* Task statement *
Would you restate word for word the lines of the listing, beginning at the first and ending with the line that holds "This is one"?
-.-.-
PR #1499, opened 2023-12-07
test: prime watch before running tests.

ehsannas:
This should hopefully help eliminate some of the flakiness we see, such as: https://github.com/googleapis/java-firestore/issues?page=1&q=is%3Aissue+label%3A%22flakybot%3A+issue%22+ITQueryWatchTest

This was ported from https://github.com/firebase/firebase-android-sdk/blob/080e1fcd3a3632fd21b49d8cb4076bc0d34d2904/firebase-firestore/src/androidTest/java/com/google/firebase/firestore/testutil/IntegrationTestUtil.java#L212-L246

### DIFF
--- a/google-cloud-firestore/src/test/java/com/google/cloud/firestore/it/ITBaseTest.java
+++ b/google-cloud-firestore/src/test/java/com/google/cloud/firestore/it/ITBaseTest.java
@@ -35,7 +35,7 @@ public abstract class ITBaseTest {
   private FirestoreOptions firestoreOptions;
 
   @Before
-  public void before() {
+  public void before() throws Exception {
     FirestoreOptions.Builder optionsBuilder = FirestoreOptions.newBuilder();
 
     String namedDb = System.getProperty("FIRESTORE_NAMED_DATABASE");
--- a/google-cloud-firestore/src/test/java/com/google/cloud/firestore/it/ITBulkWriterTest.java
+++ b/google-cloud-firestore/src/test/java/com/google/cloud/firestore/it/ITBulkWriterTest.java
@@ -48,7 +48,7 @@ public class ITBulkWriterTest extends ITBaseTest {
   @Rule public TestName testName = new TestName();
 
   @Before
-  public void before() {
+  public void before() throws Exception {
     super.before();
     randomColl =
         firestore.collection(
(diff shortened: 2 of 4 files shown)


google-cloud-firestore/src/test/java/com/google/cloud/firestore/it/ITBaseTest.java
```diff
@@ -48,6 +65,45 @@ public void before() {
 
     firestoreOptions = optionsBuilder.build();
     firestore = firestoreOptions.getService();
+    primeBackend();
+  }
+
+  public void primeBackend() throws Exception {
+    if (!backendPrimed) {
```
tom-andersen, line 72: I think you should refactor this to be a guard thereby flattening the indentation. It also makes reading easier because you don't have to search for an `else` code block.

```
if (backendPrimed) return;
```

This is one of those contentious situations where I think a one liner without curly braces is acceptable, but I doubt that follows the style guide.

google-cloud-firestore/src/test/java/com/google/cloud/firestore/it/ITBaseTest.java
```diff
@@ -48,6 +65,45 @@ public void before() {
...
+      backendPrimed = true;
+      CompletableFuture<Void> watchInitialized = new CompletableFuture<>();
+      CompletableFuture<Void> watchUpdateReceived = new CompletableFuture<>();
+      DocumentReference docRef = firestore.collection(autoId()).document();
+      ListenerRegistration listenerRegistration =
+          docRef.addSnapshotListener(
+              (snapshot, error) -> {
+                assertNull(error);
```
tom-andersen, line 80: The assert is swallowed. If error is ever not null, nothing is propagated.

I don't know how best to handle this. There are better testing frameworks than vanila JUnit4 for asynchronous testing. I like when the test method receives a future `primeBackend(future)` that can be called asynchronously to indicate success or failure. That would make this a lot easier.

A rubber bandaid solution would be to do something like the following:

```
if (error != null) {
  logger.log(Level.SEVERE, "Prime backend received error in snapshot listener.", error);
  if (!watchInitialized.isDone()) {
    watchInitialized.completeExceptionally(error);
  } else if (!watchUpdateReceived.isDone()) {
    watchUpdateReceived.completeExceptionally(error);
  }
}
```

tom-andersen (changes requested):

tom-andersen (approved):
LGTM

PR #1506, opened 2023-12-14
test: Increase Query test coverage

cherylEnkidu:


google-cloud-firestore/src/test/java/com/google/cloud/firestore/it/ITSystemTest.java
```diff
@@ -368,13 +368,107 @@ public void defaultQuery() throws Exception {
...
+
+          @Override
+          public void onCompleted() {
+            semaphore.release();
+          }
+        });
+
+    semaphore.acquire();
+    // Verify the number of response
+    assertFalse(iterator.hasNext());
```
milaGGL, line 396: Assert document count instead of asserting  iterator emptiness would be clearer.

google-cloud-firestore/src/test/java/com/google/cloud/firestore/it/ITSystemTest.java
```diff
@@ -368,13 +368,107 @@ public void defaultQuery() throws Exception {
...
+    final int[] docCount = {0};
+    randomColl.stream(
+        new ApiStreamObserver<DocumentSnapshot>() {
+          @Override
+          public void onNext(DocumentSnapshot documentSnapshot) {
+            docCount[0]++;
+          }
+
+          @Override
+          public void onError(Throwable throwable) {}
```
-.-.-
* Exercise response *
PR #1499, opened 2023-12-07
test: prime watch before running tests.

ehsannas:
This should hopefully help eliminate some of the flakiness we see, such as: https://github.com/googleapis/java-firestore/issues?page=1&q=is%3Aissue+label%3A%22flakybot%3A+issue%22+ITQueryWatchTest

This was ported from https://github.com/firebase/firebase-android-sdk/blob/080e1fcd3a3632fd21b49d8cb4076bc0d34d2904/firebase-firestore/src/androidTest/java/com/google/firebase/firestore/testutil/IntegrationTestUtil.java#L212-L246

### DIFF
--- a/google-cloud-firestore/src/test/java/com/google/cloud/firestore/it/ITBaseTest.java
+++ b/google-cloud-firestore/src/test/java/com/google/cloud/firestore/it/ITBaseTest.java
@@ -35,7 +35,7 @@ public abstract class ITBaseTest {
   private FirestoreOptions firestoreOptions;
 
   @Before
-  public void before() {
+  public void before() throws Exception {
     FirestoreOptions.Builder optionsBuilder = FirestoreOptions.newBuilder();
 
     String namedDb = System.getProperty("FIRESTORE_NAMED_DATABASE");
--- a/google-cloud-firestore/src/test/java/com/google/cloud/firestore/it/ITBulkWriterTest.java
+++ b/google-cloud-firestore/src/test/java/com/google/cloud/firestore/it/ITBulkWriterTest.java
@@ -48,7 +48,7 @@ public class ITBulkWriterTest extends ITBaseTest {
   @Rule public TestName testName = new TestName();
 
   @Before
-  public void before() {
+  public void before() throws Exception {
     super.before();
     randomColl =
         firestore.collection(
(diff shortened: 2 of 4 files shown)


google-cloud-firestore/src/test/java/com/google/cloud/firestore/it/ITBaseTest.java
```diff
@@ -48,6 +65,45 @@ public void before() {
 
     firestoreOptions = optionsBuilder.build();
     firestore = firestoreOptions.getService();
+    primeBackend();
+  }
+
+  public void primeBackend() throws Exception {
+    if (!backendPrimed) {
```
tom-andersen, line 72: I think you should refactor this to be a guard thereby flattening the indentation. It also makes reading easier because you don't have to search for an `else` code block.

```
if (backendPrimed) return;
```

This is one of those contentious situations where I think a one liner without curly braces is acceptable, but I doubt that follows the style guide.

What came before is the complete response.